Cheers, great work. I rode along most of Wightman Road today and can only describe the drivers I encountered as courteous and competent, but of course it wasn't operating under heavy pressure today. Very steady flows but nobody got impatient.
What I find very interesting about the findings along Wightman Road is that there doesn't seem to have been a pattern I thought likely--that Turnpike Lane-bound drivers might have turned off Green Lanes after a few streets of the Ladder to scoot over to Wightman Road. That doesn't seem to have happened, with consistent flow reduction figures of 90-95% all the way along Wightman Road. Obviously, it's only a snapshot, but still intriguing.

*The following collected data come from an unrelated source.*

PR #3531, opened 2016-09-28
Tweaks to touch docs

gauntface:
cc @RByers @patrickhlauke

Thoughts on these changes? Anything we should be adding in?

### DIFF
--- a/src/content/en/fundamentals/design-and-ui/input/touch/_code/touch-demo-1.html
+++ b/src/content/en/fundamentals/design-and-ui/input/touch/_code/touch-demo-1.html
@@ -227,15 +227,8 @@
 
           // Add the move and end listeners
           if (window.PointerEvent) {
-            // Pointer events are supported.
-            document.addEventListener('pointermove', this.handleGestureMove, true);
-            document.addEventListener('pointerup', this.handleGestureEnd, true);
+            evt.target.setPointerCapture(evt.pointerId);
           } else {
-            // Add Touch Listeners
-            document.addEventListener('touchmove', this.handleGestureMove, true);
-            document.addEventListener('touchend', this.handleGestureEnd, true);
-            document.addEventListener('touchcancel', this.handleGestureEnd, true);
-
             // Add Mouse Listeners
             document.addEventListener('mousemove', this.handleGestureMove, true);
             document.addEventListener('mouseup', this.handleGestureEnd, true);
@@ -252,6 +245,10 @@
         /* // [START handle-move] */
         this.handleGestureMove = function (evt) {
           evt.preventDefault();
+
+          if(!initialTouchPos) {
+            return;
+          }
 
           lastTouchPos = getGesturePointFromEvent(evt);
 
@@ -278,21 +275,16 @@
 
           // Remove Event Listeners
           if (window.PointerEvent) {
-            // Remove Pointer Event Listeners
-            document.removeEventListener('pointermove', this.handleGestureMove, true);
-            document.removeEventListener('pointerup', this.handleGestureEnd, true);
+            evt.target.releasePointerCapture(evt.pointerId);
           } else {
-            // Remove Touch Listeners
-            document.removeEventListener('touchmove', this.handleGestureMove, true);
-            document.removeEventListener('touchend', this.handleGestureEnd, true);
-            document.removeEventListener('touchcancel', this.handleGestureEnd, true);
-
             // Remove Mouse Listeners
             document.removeEventListener('mousemove', this.handleGestureMove, true);
             document.removeEventListener('mouseup', this.handleGestureEnd, true);
           }
 
           updateSwipeRestPosition();
+
+          initialTouchPos = null;
         }.bind(this);
         /* // [END handle-end-gesture] */
 
@@ -355,7 +347,6 @@
           var point = {};
 
           if(evt.targetTouches) {
-            console.log(evt.targetTouches[0]);
             point.x = evt.targetTouches[0].clientX;
             point.y = evt.targetTouches[0].clientY;
           } else {
@@ -391,9 +382,15 @@
         if (window.PointerEvent) {
           // Add Pointer Event Listener
           swipeFrontElement.addEventListener('pointerdown', this.handleGestureStart, true);
+          swipeFrontElement.addEventListener('pointermove', this.handleGestureMove, true);
+          swipeFrontElement.addEventListener('pointerup', this.handleGestureEnd, true);
+          swipeFrontElement.addEventListener('pointercancel', this.handleGestureEnd, true);
         } else {
           // Add Touch Listener
           swipeFrontElement.addEventListener('touchstart', this.handleGestureStart, true);
+          swipeFrontElement.addEventListener('touchmove', this.handleGestureMove, true);
+          swipeFrontElement.addEventListener('touchup', this.handleGestureEnd, true);
+          swipeFrontElement.addEventListener('touchcancel', this.handleGestureEnd, true);
 
           // Add Mouse Listener
           swipeFrontElement.addEventListener('mousedown', this.handleGestureStart, true);
--- a/src/content/en/fundamentals/design-and-ui/input/touch/_code/touch-demo-1.html
+++ b/src/content/en/fundamentals/design-and-ui/input/touch/_code/touch-demo-1.html
@@ -65,9 +65,9 @@
 
         z-index: 2;
 
+        -ms-touch-action: none;
         /* // [START touch-action-example] */
         /* Pass all touches to javascript */
-        -ms-touch-action: none;
         touch-action: none;
         /* // [END touch-action-example] */
       }
@@ -172,14 +172,14 @@
       })();
 
       /* // [START pointereventsupport] */
-      var pointerDownName = 'MSPointerDown';
-      var pointerUpName = 'MSPointerUp';
-      var pointerMoveName = 'MSPointerMove';
+      var pointerDownName = 'pointerdown';
+      var pointerUpName = 'pointerup';
+      var pointerMoveName = 'pointermove';
 
-      if(window.PointerEvent) {
-        pointerDownName = 'pointerdown';
-        pointerUpName = 'pointerup';
-        pointerMoveName = 'pointermove';
+      if(window.navigator.msPointerEnabled) {
+        pointerDownName = 'MSPointerDown';
+        pointerUpName = 'MSPointerUp';
+        pointerMoveName = 'MSPointerMove';
       }
 
       // Simple way to check if some form of pointerevents is enabled or not
@@ -198,7 +198,7 @@
         var STATE_RIGHT_SIDE = 3;
 
         var swipeFrontElement = element.querySelector('.swipe-front');
-        var isAnimating = false;
+        var rafPending = false;
         var initialTouchPos = null;
         var lastTouchPos = null;
         var currentXPosition = 0;
@@ -226,10 +226,10 @@
           }
 
           // Add the move and end listeners
-          if (window.PointerEventsSupport) {
+          if (window.PointerEvent) {
             // Pointer events are supported.
-            document.addEventListener(pointerMoveName, this.handleGestureMove, true);
-            document.addEventListener(pointerUpName, this.handleGestureEnd, true);
+            document.addEventListener('pointermove', this.handleGestureMove, true);
+            document.addEventListener('pointerup', this.handleGestureEnd, true);
           } else {
             // Add Touch Listeners
             document.addEventListener('touchmove', this.handleGestureMove, true);
@@ -248,19 +248,22 @@
         /* // [END handle-start-gesture] */
 
         // Handle move gestures
+        //
+        /* // [START handle-move] */
         this.handleGestureMove = function (evt) {
           evt.preventDefault();
 
           lastTouchPos = getGesturePointFromEvent(evt);
 
-          if(isAnimating) {
+          if(rafPending) {
             return;
           }
 
-          isAnimating = true;
+          rafPending = true;
 
           window.requestAnimFrame(onAnimFrame);
         }.bind(this);
+        /* // [END handle-move] */
 
         /* // [START handle-end-gesture] */
         // Handle end gestures
@@ -271,13 +274,13 @@
             return;
           }
 
-          isAnimating = false;
+          rafPending = false;
 
           // Remove Event Listeners
-          if (window.PointerEventsSupport) {
+          if (window.PointerEvent) {
             // Remove Pointer Event Listeners
-            document.removeEventListener(pointerMoveName, this.handleGestureMove, true);
-            document.removeEventListener(pointerUpName, this.handleGestureEnd, true);
+            document.removeEventListener('pointermove', this.handleGestureMove, true);
+            document.removeEventListener('pointerup', this.handleGestureEnd, true);
           } else {
             // Remove Touch Listeners
             document.removeEventListener('touchmove', this.handleGestureMove, true);
@@ -364,8 +367,9 @@
           return point;
         }
 
+        /* // [START on-anim-frame] */
         function onAnimFrame() {
-          if(!isAnimating) {
+          if(!rafPending) {
             return;
           }
 
@@ -373,18 +377,20 @@
 
           var newXTransform = (currentXPosition - differenceInX)+'px';
           var transformStyle = 'translateX('+newXTransform+')';
-          swipeFrontElement.style['-webkit-transform'] = transformStyle;
-          swipeFrontElement.style['-moz-transform'] = transformStyle;
+          swipeFrontElement.style.webkitTransform = transformStyle;
+          swipeFrontElement.style.MozTransform = transformStyle;
+          swipeFrontElement.style.msTransform = transformStyle;
           swipeFrontElement.style.transform = transformStyle;
 
-          isAnimating = false;
+          rafPending = false;
         }
+        /* // [END on-anim-frame] */
 
         /* // [START addlisteners] */
         // Check if pointer events are supported.
-        if (window.PointerEventsSupport) {
+        if (window.PointerEvent) {
           // Add Pointer Event Listener
-          swipeFrontElement.addEventListener(pointerDownName, this.handleGestureStart, true);
+          swipeFrontElement.addEventListener('pointerdown', this.handleGestureStart, true);
         } else {
           // Add Touch Listener
           swipeFrontElement.addEventListener('touchstart', this.handleGestureStart, true);
--- a/src/content/en/fundamentals/design-and-ui/input/touch/index.md
+++ b/src/content/en/fundamentals/design-and-ui/input/touch/index.md
@@ -15,45 +15,30 @@ description: Touchscreens are available on more and more devices,  from phones u
   </iframe>
 </div>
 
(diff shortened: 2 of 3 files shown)


src/content/en/fundamentals/design-and-ui/input/touch/_code/touch-demo-1.html
```diff
@@ -65,9 +65,9 @@
 
         z-index: 2;
 
+        -ms-touch-action: none;
```
RByers: Edge doesn't support the ms prefixed APIs anymore, still worth including?

src/content/en/fundamentals/design-and-ui/input/touch/_code/touch-demo-1.html
```diff
@@ -172,14 +172,14 @@
...
-
-      if(window.PointerEvent) {
-        pointerDownName = 'pointerdown';
-        pointerUpName = 'pointerup';
-        pointerMoveName = 'pointermove';
+      var pointerDownName = 'pointerdown';
+      var pointerUpName = 'pointerup';
+      var pointerMoveName = 'pointermove';
+
+      if(window.navigator.msPointerEnabled) {
```
RByers: you're not using these variable below anymore, right? Remove all this?

src/content/en/fundamentals/design-and-ui/input/touch/index.md
```diff
@@ -123,121 +75,60 @@ Safari and Chrome add a tap highlight color which can be prevented with the
...
+### Disabling user-select
 
+If you are crafting an experience for touch you may want to make parts of
+your UI which can't have text select, elements like buttons or form input.
+You can do this by setting  the `user-select` CSS property, but beware that
+doing this on content users want to select can be *extremely* infuriating
+for users.
 
-    -moz-user-select: none;
-    -webkit-user-select: none;
```
RByers: FYI, we only just [shipped unprefixed user-select](https://bugs.chromium.org/p/chromium/issues/detail?id=605419) in Chrome 54 - so not quite stable yet.  Fine with me though.

src/content/en/fundamentals/design-and-ui/input/touch/index.md
```diff
@@ -247,79 +138,66 @@ If, however, you expect users to interact with multiple elements at the same
...
+the recommended approach for implementing custom gestures.
+
+In other browsers `TouchEvents` and `MouseEvents` are the approach to take..
 
-The event names you need to implement are `touchstart`, `touchmove`,
-`touchend` and `touchcancel`.
+The great feature of `PointerEvents` is that it merges multiple types of input,
+including mouse, touch and pen events, into one set of
+callbacks. The events to list for are `pointerdown`, `pointermove` and
+`pointerup`.
```
RByers: If you're going to mention `touchcancel` below then you should probably also mention `pointercancel` which serves a similar purpose (both are pretty obscure these days - eg. if the tab changes while a finger is on the screen).

src/content/en/fundamentals/design-and-ui/input/touch/index.md
```diff
@@ -247,79 +138,66 @@ If, however, you expect users to interact with multiple elements at the same
...
-In the short snippet of code above you may have noticed that we only add the starting event listener, this is a conscious decision.
-
-By adding the move and end event listeners once the gesture has
-started on the element itself, the browser can check if the touch occured in a
-region with a touch event listener and if it’s not, can handle it faster
-by not having to run any additional javascript.
+By adding the "move" and "end" event listeners *after* a gesture has
+started, the browser can quickly check if the touch occurred in a
+region with an event listener and if not, it can skips calling
+any JavaScript, which can be a slow process.
```
RByers: I'm not aware of a real performance reason to do this (it's possible that adding/removing the listeners is actually more expensive than just having them there - it's complicated).  But see below.

jpmedley:
@gauntface FYI, I'm doing a copy edit.

src/content/en/fundamentals/design-and-ui/input/touch/index.md
```diff
@@ -247,79 +138,66 @@ If, however, you expect users to interact with multiple elements at the same
...
 
 The steps taken to implement this are:
 
 1. Add the start events listener to an element.
-1. Inside your touch start method, bind the move and end elements to the
+1. Inside your start gesture callback, bind the move and end elements to the
    document. The reason for binding the move and end events to the
    document is so that we receive all events regardless of whether they
    occur on the original element or not.
```
RByers: Yeah I think this hints at the real reason to generally prefer adding move/end listeners from within the start callback.  Though it's different depending on the type of event (probably more detail than you want to go into here):
- For mouse events, this is the only way you'll get events if the pointer gets ahead of the element you're dragging (as you've described)
- For pointer events you're probably better off using 'setPointerCapture' to indicate you want the target to capture all events. 
- For touch, we do the setPointerCapture implicitly (both for touch events and pointer events, with Edge changing to match us in their pointer events implementation).

So maybe to make this more accurate, just clarify "so that we receive all _mouse_ events regardless ...".

src/content/en/fundamentals/design-and-ui/input/touch/index.md
```diff
@@ -328,32 +206,29 @@ and end events to the document:
...
-events no longer firing. By adding the move event to the document, we'll continue to get mouse movements regardless of where they are on the page.
-
-You can use the
-[Show potential scroll bottlenecks](https://developer.chrome.com/devtools/docs/rendering-settings#show-potential scroll bottlenecks)
-feature in Chrome DevTools to show how the touch events behave:
+<div class="attempt-left">
+  <p>By following this pattern of adding the move event to the document, if the
+  user starts interacting with an element and moves their gesture outside of
+  the element, we'll continue to get mouse movements regardless of where they
+  are on the page, because the events are being received from the document.</p>
```
RByers: Ah good, this is exactly what I was saying above.

src/content/en/fundamentals/design-and-ui/input/touch/index.md
```diff
@@ -328,32 +206,29 @@ and end events to the document:
...
+![Illustrating Binding Touch Events to Document in touchstart](images/scroll-bottleneck.gif)
 
 <div class="clearfix"></div>
 
 
-### Handle Multi-Element Interaction
+#### Handle Multi-Element Interaction
 
 If you expect your users to use multiple elements at once, you can add the
 move and end events listeners directly to the elements themselves. This
```
RByers: The issue with `mouse` events also applies to pointer events for mouse devices (both are "uncaptured" by default).  You can either follow the same pattern of pointer adding handlers to the document, or you can just call `target.setPointerCapture(event.pointerId)` in your `pointerdown` handler to ensure that even if your mouse leaves the element, you'll continue to get `pointermove` events on the target you're listening to.

src/content/en/fundamentals/design-and-ui/input/touch/index.md
```diff
@@ -457,7 +340,6 @@ of `pan-x | pan-y | manipulation` you prevent the default double-tap
 behavior.
```
RByers: This "|" syntax is possibly confusing.  Maybe just say "manipulation" (since that's the one that disables double-tap without impacting anything else)?  `manipulation` is also [supported by](https://developers.google.com/web/updates/2013/12/300ms-tap-delay-gone-away?hl=en) Chrome, Safari and Firefox now too.

src/content/en/fundamentals/design-and-ui/input/touch/index.md
```diff
@@ -457,7 +340,6 @@ of `pan-x | pan-y | manipulation` you prevent the default double-tap
...
 
 This allows you to implement a double-tap gesture yourself.
-In the case of IE10+, it also eliminates the 300ms click delay.
 
 Below is a list of the available parameters for *touch-action*.
```
RByers: There are some more values now, but the only one I'd mention explicitly is `pinch-zoom`.  Sadly it's [not in the spec yet](https://github.com/w3c/pointerevents/issues/29), but IE, Edge, Chrome and Firefox will all support it.  I.e. `touch-action: pan-y pinch-zoom` allows vertical scrolling without also disabling pinch-zoom.  This should arguably be recommended over bare `pan-y` for accessibility reasons.

RByers:
Looks great to me, thanks!  Just a few (mostly small) suggestions.

src/content/en/fundamentals/design-and-ui/input/touch/index.md
```diff
@@ -247,79 +138,66 @@ If, however, you expect users to interact with multiple elements at the same
...
 
-### Handle Single-Element Interaction
-
-In the short snippet of code above you may have noticed that we only add the starting event listener, this is a conscious decision.
-
-By adding the move and end event listeners once the gesture has
-started on the element itself, the browser can check if the touch occured in a
-region with a touch event listener and if it’s not, can handle it faster
-by not having to run any additional javascript.
+By adding the "move" and "end" event listeners *after* a gesture has
```
jpmedley: Also, the generic names move and end should be consistently quoted or consistently _not_ quoted. The simplest thing is to remove them from this line, which I've done in my editing PR. If you feel strongly that it should be the other way, change it back.

src/content/en/fundamentals/design-and-ui/input/touch/index.md
jpmedley: Can you find a way to split or rewrite this sentence. It's a bit of a mouthful.

src/content/en/fundamentals/design-and-ui/input/touch/index.md
```diff
@@ -328,32 +206,29 @@ and end events to the document:
...
+  user starts interacting with an element and moves their gesture outside of
+  the element, we'll continue to get mouse movements regardless of where they
+  are on the page, because the events are being received from the document.</p>
 
-<img src="images/scroll-bottleneck-devtool.png" alt="Enable Scroll Bottleneck in DevTools">
-
-![Illustrating Binding Touch Events to Document in touchstart](images/scroll-bottleneck.gif){: .attempt-right }
+  <p>This diagram demonstrates what the touch events are doing as we add the
+  *move* and *end* events to the document once a gesture begins.</p>
+</div>
```
jpmedley: I've removed the bolding for the same reason give at line 186.

src/content/en/fundamentals/design-and-ui/input/touch/index.md
```diff
@@ -378,66 +253,74 @@ remove the mouse event listeners to the document.
...
-little code as possible in the callback to keep our frame rate high,
-preventing jank.
+little code as possible in the callbacks for our events, keeping our frame
+rate high and preventing jank.
 
-Use `requestAnimationFrame` to change the UI in response to
-an event. This gives you an opportunity to update the UI when the browser is intending to draw a frame and will help you move some work out of your callback.
+Using `requestAnimationFrame` we have an opportunity to update the UI when
+the browser is intending to draw a frame and will help us move some work out
+of our event callbacks.
```
jpmedley: This sentence needs some work. I recommend this:

The `requestAnimationFrame()` method lets us update the UI when the browser is drawing a frame and helps us move work out of our callbacks.

petele:
@gauntface - let me know when this is ready to go.

src/content/en/fundamentals/design-and-ui/input/touch/_code/touch-demo-1.html
gauntface: Moved it into the older IE support section.

src/content/en/fundamentals/design-and-ui/input/touch/index.md
```diff
@@ -15,103 +15,55 @@ description: Touchscreens are available on more and more devices,  from phones u
   </iframe>
 </div>
 
-Touchscreens are available on more and more devices, ranging from phones up to desktop screens. When your users choose to interact with your UI, your app should respond to their touch in intuitive and beautiful ways.
+Touchscreens are available on more and more devices, ranging from phones to
+desktop screens. When your users choose to interact with your UI, your app
+should respond to their touch in intuitive and beautiful ways.
```
patrickhlauke: personally, i'd drop "and beautiful" (and in the matching description), but that's just taste i guess

src/content/en/fundamentals/design-and-ui/input/touch/index.md
```diff
@@ -123,121 +75,60 @@ Safari and Chrome add a tap highlight color which can be prevented with the
...
 
 ## Implement custom gestures
 
 If you have an idea for custom interactions and gestures for your site, there
-are two topics to keep in mind: how to support the range of mobile browsers
-and how to keep your frame rate high. In this article, we'll look at exactly
-these topics.
+are two topics to keep in mind:
 
+1. How to support the all browsers.
```
patrickhlauke: remove "the"

src/content/en/fundamentals/design-and-ui/input/touch/index.md
```diff
@@ -123,121 +75,60 @@ Safari and Chrome add a tap highlight color which can be prevented with the
...
+1. How to keep your frame rate high.
 
-### Respond to Touch Input Using Events
+In this article, we'll look at exactly these topics covering the API's we need
+to support to hit all browsers and then cover how we use these events
+efficiently.
 
-Depending on what you would like to do with touch, you’re likely to fall into
-one of two camps:
+Depending on what you would like your gesture to do, you’re likely want the
```
patrickhlauke: you're likely -> you likely

src/content/en/fundamentals/design-and-ui/input/touch/_code/touch-demo-1.html
gauntface: Moved into a seperate html file just for the older IE support section.

src/content/en/fundamentals/design-and-ui/input/touch/index.md
gauntface: Argh great spot - I mis-read http://caniuse.com/#search=user-select

src/content/en/fundamentals/design-and-ui/input/touch/index.md
```diff
@@ -247,113 +138,97 @@ If, however, you expect users to interact with multiple elements at the same
...
 
-Touch events and mouse events are implemented on most mobile browsers.
+In other browsers `TouchEvents` and `MouseEvents` are the correct approach.
 
-The event names you need to implement are `touchstart`, `touchmove`,
-`touchend` and `touchcancel`.
+The great feature of `PointerEvents` is that it merges multiple types of input,
+including mouse, touch and pen events, into one set of
+callbacks. The events to listen for are `pointerdown`, `pointermove` and
+`pointerup`.
```
patrickhlauke: and `pointercancel` (if you're mentioning `touchcancel` below)

src/content/en/fundamentals/design-and-ui/input/touch/index.md
gauntface: Done.

src/content/en/fundamentals/design-and-ui/input/touch/index.md
```diff
@@ -367,80 +242,88 @@ move and end listeners for touch and pointer events to the element straight away
...
 <pre class="prettyprint">
-{% includecode content_path="web/fundamentals/design-and-ui/input/touch/_code/touch-demo-2.html" region_tag="on-anim-frame" adjust_indentation="auto" %}
+{% includecode content_path="web/fundamentals/design-and-ui/input/touch/_code/touch-demo-1.html" region_tag="on-anim-frame" adjust_indentation="auto" %}
 </pre>
 
-### Control Gestures using Touch Actions
+### Control gestures using touch actions
 
 The CSS property `touch-action` allows you to control the default touch
 behavior of an element. In our examples, we use `touch-action: none` to
```
patrickhlauke: maybe add a little warning that `touch-action: none` is a bit of a nuclear option, as it will prevent ANY browser default behavior, and that it should be used with caution/surgically on specific elements, as otherwise you end up having to implement scrolling, long-press, etc yourself

src/content/en/fundamentals/design-and-ui/input/touch/index.md
gauntface: Done.

src/content/en/fundamentals/design-and-ui/input/touch/index.md
```diff
@@ -557,7 +506,7 @@ application:
   </tbody>
 </table>
```
patrickhlauke: Maybe somewhere in here it's worth talking about / pointing to some feature detection/event binding example a la https://w3c.github.io/pointerevents/#examples (which omits the legacy MS prefixed versions, but otherwise gives a rough reference for transitional handling of Pointer/Touch/Mouse and a reminder about Keyboard again)

src/content/en/fundamentals/design-and-ui/input/touch/index.md
gauntface: Should I drop this table completely and just add a note on `touch-action: pan-y pinch-zoom` or just drop and leave it out?

src/content/en/fundamentals/design-and-ui/input/touch/index.md
gauntface: Just to double check:

1. Mouse events need the move and end listeners on the body - best to do in the down event.
1. Touch events capture so no need to add the listener to the body, everything can be on the element itself all times
2. PointerEvents can call setPointerCapture meaning all move events will be tied to the the target element setPointerCapter is called against (i.e. works for a single element and multi-touch scenario)

src/content/en/fundamentals/design-and-ui/input/touch/index.md
gauntface: I think this is going to change heavily based on discussion below.

src/content/en/fundamentals/design-and-ui/input/touch/index.md
RByers: Maybe just change the table from pretending to be an exhaustive list, to just listing the four most common scenarios.  I.e.:
- touch-action: none;    For surfaces where all touches are handled by JavaScript (maps, games, etc.)
- touch-action: pinch-zoom;   Like the above but leaves browser pinch-zoom enabled (eg. maybe your drag and drop example)
- touch-action: pan-y pinch-zoom;   Handle horizontal scrolls in JavaScript without disabling vertical scrolling or pinch-zooming (eg. image carousels).
- touch-action: manipulation;   Just disable double-tap to avoid the click delay, leave all scrolling and pinch-zooming up to the browser.

WDYT?

src/content/en/fundamentals/design-and-ui/input/touch/index.md
RByers: Right.  One more detail: now PointerEvents (in Level 2) also implicity capture (like touch events do) when using a touchscreen. But if you recommend using explicit setPointerCapture (which you probably want for mouse input anyway) then there's no need to mention this detail.

RByers: But it's OK to keep this simple by putting ALL your listeners on the document as you've done - that'll still work.  Just clarify that the only reason you really need to do that is for mouse events (where there's no better option).

petele:
@gauntface - please assign to me when this is ready to go.

gauntface:
Just so people know I haven't forgotten this PR and I will get all the feedback in.

gauntface:
Closing this PR to open a new one against new master (Basically avoiding the hell of the massive git history changes)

Where the connection was used between Green Lanes and Wightman Road, it seems to have been the trio of one-way streets that are Allison Road, Hewitt Road, Seymour Road, although there was an overall reduction even there. Motor traffic movements along these three streets are probably related to drivers going to and from St Ann's Road; eastbound via Hewitt Road, and westbound via the Harringay Road one-way system and then into Allison Road, which has much higher flows than surrounding streets, or via Salisbury Road/Warham Road.